PR #167, opened 2020-09-21
Config and Readme updates

pingzing:
NOTE: This PR moves the Render `testing.Dockerfile` and `production.Dockerfile`. I've adjusted the Test service (just for this PR), but after merge, we'll want to permanently change Test, and the Production service too.

A number of things, see inline comments below for details.

- Re-enable Docker Compose (only for dev setup)
- Add separate Dockerfile for dev setup
- Put build-specific dockerfiles in dedicated folder
- Re-enable WASM building as part of build step
- Move client output setup out of Dockerfile and into nx workspace


.render/production.Dockerfile
```diff
@@ -23,9 +23,9 @@ RUN yarn global add @angular/cli@10.0.4 \
 # Download rust and add it to the PATH
 RUN curl https://sh.rustup.rs -sSf |  bash -s -- -y
 RUN echo 'source $HOME/.cargo/env' >> $HOME/.bashrc
+ENV PATH "$PATH:/root/.cargo/bin"
```
pingzing, line 26: This ended up being the secret sauce to get `wasm-pack` working.

.render/production.Dockerfile
```diff
@@ -35,8 +35,6 @@ RUN yarn install
 RUN nx build server
 RUN nx build client --prod
 RUN cp .env ./dist/packages/server/.env
-RUN mkdir ./dist/packages/server/static
-RUN cp -r ./dist/packages/client/* ./dist/packages/server/static/
```
pingzing, line 39: This was moved into the nx workspace.json

build-dev.sh
```diff
@@ -19,7 +18,7 @@ printf "Done!\n"
 
 # Copying client to server and moving into it
 printf "Copying client files to server folder for static file serving...\n"
-mkdir ./dist/packages/server/static
+mkdir -p ./dist/packages/server/static
```
pingzing, line 21: Won't fail if the folder already exists

dev-setup.Dockerfile
```diff
@@ -0,0 +1,35 @@
+FROM ubuntu:focal
```
pingzing, line 1: This file is almost the same as the production and testing files, with the exception of not doing `yarn install` or `yarn build`  , because of `node_modules` not persisting if `yarn install` is performed in the Dockerfile, for reasons laid out in more detail here: https://stackoverflow.com/questions/30043872/docker-compose-node-modules-not-present-in-a-volume-after-npm-install-succeeds/32785014#32785014

sample.env
```diff
@@ -1,3 +1,10 @@
 NODE_ENV=development
 DATABASE_URL=mongodb://mongo:27017
 JWT_SECRET=<YOUR SECRET HERE>
+
+IMAGES_HOSTNAME=https://your-image-hostname.com
+
+DIGITALOCEAN_SPACES_ENDPOINT=
+DIGITALOCEAN_SPACES_ACCESS_KEY=
+DIGITALOCEAN_SPACES_SECRET=
+DIGITALOCEAN_SPACES_NAME=
```
pingzing, line 10: Bringing this up to date...

workspace.json
```diff
@@ -15,7 +15,7 @@
         "build": {
           "builder": "@angular-devkit/build-angular:browser",
           "options": {
-            "outputPath": "dist/packages/client",
+            "outputPath": "dist/packages/server/static",
```
pingzing, line 18: With this change, you won't be able to `nx serve client` anymore--you'll have to run the backend. It does mean that we don't have to faff about with copying things around in Dockerfiles though.

workspace.json
```diff
@@ -141,7 +141,8 @@
             "outputPath": "dist/packages/server",
             "main": "packages/server/src/main.ts",
             "tsConfig": "packages/server/tsconfig.app.json",
-            "assets": ["packages/server/src/assets"]
+            "assets": ["packages/server/src/assets"],
+            "webpackConfig": "packages/server/webpack.config.js"
```
pingzing, line 145: ...and a re-enabled webpack config for the `wasm-pack-plugin`.

Figments (approved):
Looks good to me 👍

PR #5, opened 2023-05-02
ldbsearch utility added

patriki01:


pbrezina (changes requested):

sssd_test_framework/misc/__init__.py
```diff
@@ -97,3 +98,16 @@ def to_list_without_none(r_list: list[Any]) -> list[Any]:
     :rtype: list[Any]
     """
     return [x for x in r_list if x is not None]
+
+
+def parse_ldb_output(output: str) -> list[list[str]]:
```
pbrezina, line 103: ldb prints the output in ldif format so `parse_ldif` would be a better name. Also please add unit tests for this.

sssd_test_framework/misc/__init__.py
```diff
@@ -97,3 +98,16 @@ def to_list_without_none(r_list: list[Any]) -> list[Any]:
...
+    """
+    Remove comment lines (with #) then group records by empty line.
+
+    :param output: output of ldbsearch
```
pbrezina, line 107: rename parameter to ldif

sssd_test_framework/misc/__init__.py
pbrezina: And it should return the records in dict format directly, ie. instead of calling `attrs_parse(parse_ldb_output(...))` you want to get the result directly from `parse_ldb_output(...)`.

sssd_test_framework/utils/ldb.py
```diff
@@ -0,0 +1,61 @@
...
+
+from pytest_mh import MultihostHost, MultihostUtility
+
+from sssd_test_framework.misc import attrs_parse, parse_ldb_output
+
+
+class LBDUtils(MultihostUtility[MultihostHost]):
+    """
+    Class for ldb tools.
+
```
pbrezina, line 11: Remove the line.

sssd_test_framework/utils/ldb.py
```diff
@@ -0,0 +1,61 @@
+from __future__ import annotations
+
+from pytest_mh import MultihostHost, MultihostUtility
+
+from sssd_test_framework.misc import attrs_parse, parse_ldb_output
+
+
+class LBDUtils(MultihostUtility[MultihostHost]):
+    """
+    Class for ldb tools.
```
pbrezina, line 10: LDB Tools wrapper?

sssd_test_framework/utils/ldb.py
```diff
@@ -0,0 +1,61 @@
...
+
+    """
+
+    def search(
+        self,
+        path: str,
+        basedn: str | None = None,
+        scope: str | None = None,
```
pbrezina, line 18: this should be enum

sssd_test_framework/utils/ldb.py
```diff
@@ -0,0 +1,61 @@
...
+        filter: str | None = None,
+        args: list[str] | None = None,
+    ) -> dict[str, dict[str, list[str]]]:
+        """
+        Run ``ldbsearch -H path`` command and transform the data to ``dictionary``.
+        Can be called with additional arguments.
```
pbrezina, line 24: Separate with blank line.

pbrezina (changes requested):
Hi, thank you. This looks better now, but there are still few comments inside.

sssd_test_framework/utils/ldb.py
```diff
@@ -0,0 +1,67 @@
...
+
+        ONE_LEVEL = "one"
+        SUBTREE = "sub"
+        BASE = "base"
+
+    def search(
+        self,
+        path: str,
+        basedn: str | None = None,
+        scope: "LDBUtils.Scope" | None = None,
```
pbrezina, line 28: Quotes can be removed when `from __future__ import annotations` is present.

pbrezina: Default scope should be subtree. This is the default scope when calling ldbsearch without `-s`. Even though it is unlikely that the default value will change, we should hard code it here to avoid issues if it happens.

sssd_test_framework/utils/ldb.py
```diff
@@ -0,0 +1,67 @@
...
+            additional += ["-b", basedn]
+
+        if filter is not None:
+            additional.append(filter)
+
+        cmd = ["ldbsearch", *args, "-H", path, *additional]
+
+        stdout = self.host.ssh.exec(cmd).stdout
+
+        return parse_ldif(stdout)
```
pbrezina, line 67: This is shorter:

```python
        result = self.host.ssh.exec(["ldbsearch", *args, "-H", path, *additional])
        return parse_ldif(result.stdout)
```

tests/test_misc.py
```diff
@@ -100,3 +101,62 @@ def test_to_list_of_strings(value, expected):
...
+# record 2
+debug: prvni
+dn: cn=2
+cn: 2
+debug: druhy
+"""
+
+out2 = {
+    "cn=1": {"dn": ["cn=1"], "cn": ["1"], "debug": ["prvni"]},
+    "cn=2": {"dn": ["cn=2"], "cn": ["2"], "debug": ["prvni", "druhy"]},
```
pbrezina, line 135: Use English please :-)

tests/test_misc.py
```diff
@@ -100,3 +101,62 @@ def test_to_list_of_strings(value, expected):
...
+
+out3 = {
+    "cn=sssd": {"dn": ["cn=sssd"], "cn": ["sssd", "sssd"]},
+}
+
+
+@pytest.mark.parametrize(
+    "value,expected",
+    [
+        (inp1, out1),
```
pbrezina, line 156: Expand the variables here, please. You can use nice indentation, then dedent it with textwrap.dedent().

Using vague names like inp1, out1 does not work very well, since you can have more parametrized tests.

pbrezina (changes requested):
Hi, thank you. We are almost there, please see few minor comments inside.

tests/test_misc.py
```diff
@@ -100,3 +103,109 @@ def test_to_list_of_strings(value, expected):
...
+cn: sssd
+
+# returned 1 records
+# 1 entries
+# 0 referrals
+"""
+
+out3 = {
+    "cn=sssd": {"dn": ["cn=sssd"], "cn": ["sssd", "sssd"]},
+}
```
pbrezina, line 152: This can be removed now.

pbrezina (changes requested):

tests/test_misc.py
patriki01: Of course. Done.

pbrezina:
I did some testing, everythings works correctly. I added a test case for empty result and let's push it when CI is finished.

pbrezina (approved):

PR #6, opened 2023-05-02
tools.id() can accept str or int now

patriki01:


pbrezina:
Thank you. Can you just amend the commit message to "tools: id can accept str or int"?

patriki01:
Yes. Renamed.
□ □ □ □
**Work order**
Wherever "folder" appears in a line of the entries, copy that line.

**Exercise result**
- Put build-specific dockerfiles in dedicated folder
 printf "Copying client files to server folder for static file serving...\n"
pingzing, line 21: Won't fail if the folder already exists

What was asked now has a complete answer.